Biotransformation of tetrachloroethene into harmless products


Prof. Christof Holliger, Katia Szynalski, Julien Maillard

Funding agency

Swiss National Science Foundation

Project period

May 1999 – April 2002


Prof. W. Hagen, TU Delft, The Netherlands ; Prof. J. Fontecilla, IBS/LCCP, Grenoble, France


This project investigated two quite different topics involved in biotransformation of tetrachloroethene into harmless products.
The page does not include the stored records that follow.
PR #3877, opened 2025-02-06
docs: document organization env vars

### LINKED ISSUE #3732: Confusing information regarding .env and .lagoon.env based env files
The following section in the documentation references adding `.env` and `.lagoon.env` files into the git repo, but neglects to inform the user that they also need to be added to the `Dockerfile`, as this is roughly mentioned at the top of the page.

https://docs.lagoon.sh/concepts-advanced/environment-variables/#environment-files-existing-directly-in-the-git-repo

It might be worth including a note in the sub section that the files need to be included in the built images, or structured a bit differently to make it clearer in both areas that the files need to be added to the containers via the `Dockerfile` for each service that they need to be available in.

rocketeerbkw:
# General Checklist

# Description

Complete rewrite of docs for env vars, adding org env var information.

# Closing issues

closes #3732

### DIFF
--- a/docs/concepts-advanced/environment-variables.md
+++ b/docs/concepts-advanced/environment-variables.md
@@ -1,170 +1,352 @@
 # Environment Variables
 
-It is common to store API tokens or credentials for applications in environment variables.
-
-Following best practices, those credentials are different per environment. We allow each environment to use a separate set of environment variables defined in environment variables or environment files.
-
-As there can be environment variables defined in either the Dockerfile or during runtime (via API environment variables), we have a hierarchy of environment variables: environment variables defined in lower numbers are stronger.
-
-1. Environment variables (defined via Lagoon API) - environment specific.
-2. Environment variables (defined via Lagoon API) - project-wide.
-3. Environment variables defined in Dockerfile (`ENV` command).
-4. Environment variables defined in `.lagoon.env.$LAGOON_GIT_BRANCH` or `.lagoon.env.$LAGOON_GIT_SAFE_BRANCH` (if the file exists and where `$LAGOON_GIT_BRANCH` `$LAGOON_GIT_SAFE_BRANCH` are the name and safe name of the branch this Docker image has been built for), use this for overwriting variables for only specific branches.
-5. Environment variables defined in `.lagoon.env` (if it exists), use this for overwriting variables for all branches.
-6. Environment variables defined in `.env`.
-7. Environment variables defined in `.env.defaults`.
-
-`.lagoon.env.$LAGOON_GIT_BRANCH`, `.lagoon.env.$LAGOON_GIT_SAFE_BRANCH`, `.env`, and `.env.defaults` are all sourced by the individual containers themselves as part of running their entrypoint scripts. They are not read by Lagoon, but by the containers `ENTRYPOINT` scripts, which look for them in the containers working directory. If environment variables don't appear as expected, check if your container has a `WORKDIR` setting that points to somewhere else.
+Lagoon supports the use of environment variables, which are commonly used by applications to store configuration separate from code. There are multiple methods to set an env var and each Lagoon environment can have separate values.
 
 ## Environment Variables (Lagoon API)
 
-We suggest using the Lagoon API environment variable system for variables that you don't want to keep in your Git repository (like secrets or API keys), as they could be compromised by somebody having them on their local development environment or on the internet, etc.
+Use Lagoon API env vars for config that you don't want to keep in your Git repository (like secrets or API keys). This prevents sensitive information from getting leaked due to accidental exposure of the code.
 
-The Lagoon API allows you to define project-wide or environment-specific variables. Additionally, they can be defined for a scope-only build-time or runtime. They are all created via the Lagoon GraphQL API. Read more on how to use the GraphQL API [in our GraphQL API](../interacting/graphql.md) documentation.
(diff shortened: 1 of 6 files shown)


docs/concepts-advanced/environment-variables.md
```diff
@@ -1,170 +1,352 @@
...
-  addEnvVariable(
-    input:{
-      type:ENVIRONMENT,
-      typeId:546,
-      scope:RUNTIME,
-      name:"MYVARIABLENAME",
-      value:"MyVariableValue"
+Buildtime env vars are only available during Docker image builds, and can be accessed by using the `ARG` instruction. Check the [Docker documention on `ARG`](https://docs.docker.com/reference/dockerfile/#arg) for all the ways to use this method.
+
+Typically the `ARG` will go after the FROM. Read [the Docker documentation about ARG and FROM](https://docs.docker.com/engine/reference/builder/#understand-how-arg-and-from-interact).
```
bomoko, line 128: I wonder if it wouldn't be useful for us to have some kind of example illustrating the difference between build and runtime variables?

docs/concepts-advanced/environment-variables.md
```diff
@@ -1,170 +1,352 @@
...
 DB_USER=$DB_USERNAME # Redefine DB_USER with the value of DB_USERNAME e.g. if your application expects another variable name for the Lagoon-provided variables.
 ```
 
-### `.lagoon.env.$BRANCHNAME`
+### `.lagoon.env` and `.lagoon.env.BRANCHNAME`
+
+Use `.lagoon.env` when you want to always set env vars, but only for Lagoon images.
 
-If you want to define environment variables different per environment you can create a `.lagoon.env.$BRANCHNAME` e.g. for the main branch `.lagoon.env.main`. This helps you keep environment variables apart between environments.
+Use `.lagoon.env.BRANCHNAME` when you want to set different env vars per environment. `BRANCHNAME` will be replaced by the env vars `$LAGOON_GIT_BRANCH` or `$LAGOON_GIT_SAFE_BRANCH`. For example, if you deployed the branch `main`, the file name would be `.lagoon.env.main`. Branch names that contain special characters are sanitized, so check the value of `$LAGOON_GIT_SAFE_BRANCH` to determine what the filename should be.
```
bomoko, line 283: `"BRANCHNAME" will be replaced by the` 
I think that this can be stated slightly more strongly - `must be` rather than `will be` for instance

docs/concepts-advanced/environment-variables.md
```diff
@@ -1,170 +1,352 @@
...
+### Docker Compose
+
+Lagoon doesn't use env vars set using Docker Compose when deploying your projects. You may still choose to set them for local development purposes. Review the [Docker Compose env var documentation](https://docs.docker.com/compose/how-tos/environment-variables/) for more information.
 
-## Special Environment Variables
 
-### `PHP_ERROR_REPORTING`
+## Build Variables
+
+Use build vars when you want to set an env var that is valid at buildtime, but only for a single deployment. Bulk deployments also support build vars.
```
bomoko, line 302: With this, it might also make sense to add an example use case to the documentation.

bomoko: in fact, just explaining what we're doing in the example would be great

bomoko (approved):
Looks good!

I'm approving, with some comments - none of them should stop merging.

docs/concepts-advanced/environment-variables.md
```diff
@@ -1,170 +1,352 @@
...
+        name
+        scope
+        value
+      }
+    }
+    ```
+
+### Scopes
+
+Scopes are used to set an env var for a specific context. An env var can have a scope of `buildtime`, `runtime`, `global`, `container_registry` or `internal_container_registry`.
```
shreddedbacon:
```suggestion
Scopes are used to set an env var for a specific context. An env var can have a scope of `build`, `runtime`, `global`, `container_registry` or `internal_container_registry`.
```

docs/concepts-advanced/environment-variables.md
```diff
@@ -1,170 +1,352 @@
...
+
+#### Buildtime
```
shreddedbacon, line 124: Shouldn't this be `build` since that is what the scope is called?

shreddedbacon (changes requested):
The references to `buildtime` as the scope probably need to be corrected to the scope `build`. The flags for `--scope buildtime` will fail. And so will some of the mutations referencing this as `BUILDTIME`

docs/concepts-advanced/environment-variables.md
rocketeerbkw: "branchname must be replaced," sounds like a request to the reader, but this is documenting what happens in the container, so I'm not sure I would change anything, assuming I understand the feedback.

docs/concepts-advanced/environment-variables.md
rocketeerbkw: I'm open to suggestions. I picked the names of env vars that would make sense for the scopes used, but that assumes the reader would recognize them.

docs/concepts-advanced/environment-variables.md
rocketeerbkw: I wrote it that way originally, but found it cumbersome to read/write. I much prefer "buildtime" for just normal documentation language and it matches "runtime." I got a little carried away with the find/replace, will fix up the places where the api scope name is used.

shreddedbacon (approved):
The fixes for the build scope are good for me.

Only the two pending discussions from @bomoko which if they're all good, then this is fine for now? We could always adjust the examples and wording in a follow up if required?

One topic concerned the enrichment and characterization of chloroethene-dechlorinating consortia, the other the genetic and biochemical characterization of the tetrachloroethene reductive dehalogenase of Dehalobacter restrictus.
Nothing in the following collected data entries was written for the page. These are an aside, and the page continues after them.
PR #3880, opened 2025-02-10
feat: add keycloak plugin for better SSO UX

rocketeerbkw:
# General Checklist

# Database Migrations

# Description

Adds a [keycloak plugin](https://sventorben.github.io/keycloak-home-idp-discovery/) that can detect which identity provider to use based on the user email address, instead of forcing the user to select their own provider.

Configuration of the login flow is manual for this PR, there is an example at https://sventorben.github.io/keycloak-home-idp-discovery/configuration.html#authenticator-execution.

For local testing, you can run `make compose/example-sso` and then create a new login flow for the `lagoon` realm. Note that the lagoon theme is quite out of date and doesn't work well with the new flow.

### DIFF
--- a/services/keycloak/Dockerfile
+++ b/services/keycloak/Dockerfile
@@ -82,6 +82,8 @@ ENV TMPDIR=/tmp \
 
 VOLUME /opt/keycloak/data
 
+RUN curl -sSLo /opt/keycloak/providers/keycloak-home-idp-discovery.jar https://github.com/sventorben/keycloak-home-idp-discovery/releases/download/v26.0.1/keycloak-home-idp-discovery.jar
+
 COPY entrypoints/kc-startup.sh /lagoon/kc-startup.sh
 COPY entrypoints/wait-for-mariadb.sh /lagoon/entrypoints/98-wait-for-mariadb.sh
 COPY entrypoints/default-keycloak-entrypoint.sh /lagoon/entrypoints/99-default-keycloak-entrypoint.sh
--- a/local-dev/k3d-seed-data/seed-example-sso.sh
+++ b/local-dev/k3d-seed-data/seed-example-sso.sh
@@ -2,6 +2,7 @@
 
 CONFIG_PATH=/tmp/kcadm.config
 
+function auth {
 # login to keycloak
 if ! /opt/keycloak/bin/kcadm.sh config credentials --config $CONFIG_PATH --server http://localhost:8080/auth --realm master --client admin-api --secret ${KEYCLOAK_ADMIN_API_CLIENT_SECRET}
 then
@@ -12,6 +13,9 @@ then
    exit 1
    fi
 fi
+}
+
+auth
 
 if /opt/keycloak/bin/kcadm.sh get realms/sso --config $CONFIG_PATH > /dev/null; then
     echo "Realm sso is already created, skipping"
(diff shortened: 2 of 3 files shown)


services/keycloak/Dockerfile
```diff
@@ -88,6 +88,7 @@ COPY entrypoints/default-keycloak-entrypoint.sh /lagoon/entrypoints/99-default-k
 
 COPY startup-scripts /opt/keycloak/startup-scripts
 COPY themes/lagoon /opt/keycloak/themes/lagoon
+COPY providers /opt/keycloak/providers
```
tobybellwood: I maybe think we should be pulling a versioned copy of this from the source repo release eg
https://github.com/sventorben/keycloak-home-idp-discovery/releases/download/v26.1.1/keycloak-home-idp-discovery.jar (if that's the version added here)

rocketeerbkw: They break BC very frequently (v24.0.0, v26.0.0, v26.1.1, etc), and their version numbers don't follow exactly that of keycloak. We can pull it dynamically as long as we don't dependabot update it?

rocketeerbkw: To clarify, the version numbers aren't the same, but the plugin tracks the version of keycloak closely, and will break BC with old keycloak versions.

For example in 26.1.0:
> This and all upcoming releases will no longer be backwards compatible with Keycloak versions < 26.1

tobybellwood: yah - we do the same here https://github.com/uselagoon/lagoon/blob/main/services/broker/Dockerfile#L23

shreddedbacon: This would potentially problematic when we upgrade keycloak versions then? If we say, update keycloak to 27, will this provider still work, or would it need to be updated?

tobybellwood: yes, it will likely need to be updated - but having the versioned plugin documented should make it easier to verify compatibility (same as we do for broker - but broker hard breaks on an incompatible plugin)

rocketeerbkw: > This would potentially problematic when we upgrade keycloak versions then?

Yes, we're now blocked on upgrading keycloak until the plugin gets support for that version.

shreddedbacon: It might be worth including a comment in the dockerfile where this is defined
```
FROM quay.io/keycloak/keycloak:26.0.7
```
That says to ensure that a compatible version of this new provider is available before updating keycloak

bomoko: I'll just comment that besides this discussion, from my side everything looks good. At least, it seems to do what it says on the box when I spin it up locally.

Assuming that once the item above is addressed, we're good to go?

shreddedbacon:
I was curious to see this work so I put together a quick browser flow that uses it ([gist here](https://gist.github.com/shreddedbacon/b717cdd4646cb7ea86abf3886fbdf3c9))

I found that without turning on the `forwardUnverifiedEmail` and `forwardToLinkedIdp` options, that only the first login for an IDP user would succeed. Logging out then back in again without these options would result in the user being asked to login with their "shadow" user in the lagoon realm (because the shadow user, and the sso realm user has an unverified email address)

shreddedbacon (approved):
Happy for this to go in, having played with the functionality.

Research on the first topic put special emphasis on dechlorination of dichloroethene (DCE) and vinyl chloride (VC) and investigated three main objectives, namely (i) the investigation of the composition of tetrachloroethene (PCE)-dechlorinating microbial communities of environmental samples, (ii) the enrichment of dechlorinating activity on PCE, TCE, DCE and VC and following the population dynamics, and (iii) the isolation and characterization of DCE-and VC-dechlorinating microorganisms.
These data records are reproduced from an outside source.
PR #3881, opened 2025-02-11
Chore/remove drutiny

### LINKED ISSUE #3082: Insights version 2 work - remove Lagoon Core Harbor/Trivy/Drutiny integration

bomoko:
This PR supersedes #3197 by completely removing Drutiny webhook processing

closes #3082


shreddedbacon:
Do we need to announce the removal of this? Or is it unused code being removed?

bomoko:
> Do we need to announce the removal of this? Or is it unused code being removed?

It's a good question - I'd like to ask @tobybellwood what he thinks here too - it might make sense to announce the deprecation and then remove it in the next version?

shreddedbacon (approved):
This seems fine. Just removal of unused functionality.

The question of whether this needs to be announced as a deprecation or just straight to removal can be done outside of this pullrequest if necessary though

tobybellwood:
Given zero effective usage and removal of other related functionality, this can just go without a warning.

fubarhouse:
giphy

Research on the second topic that started only in the middle of the project period concentrated on the isolation and characterization of the PCE reductive dehalogenase genes of Dehalobacter restrictus.


Environmental sample from 10 different locations have been collected and used as inocula for enrichments on tetrachloroethene (PCE). The electron donor supplied was a mixture of seven compounds (formate, acetate, propionate, butyrate, ethanol, lactate, pyruvate) and was added once a week over a period of several months. PCE dechlorination was followed by measuring the increase in chloride in the specially designed low-chloride content medium. PCE dechlorination was found in all enrichment cultures. However, the patterns of dechlorination were different. In nine of the twenty-three tested samples dechlorination stopped at cis-1,2-dichloroethene, in seven at vinyl chloride, and in seven complete dechlorination was found. Dechlorination rates calculated from the chloride production was quite similar in the majority of the enrichment cultures and were about 150 μM per day. Only one culture dechlorinated at significantly higher rates (250 μM per day). The dechlorination activity could be successfully transferred.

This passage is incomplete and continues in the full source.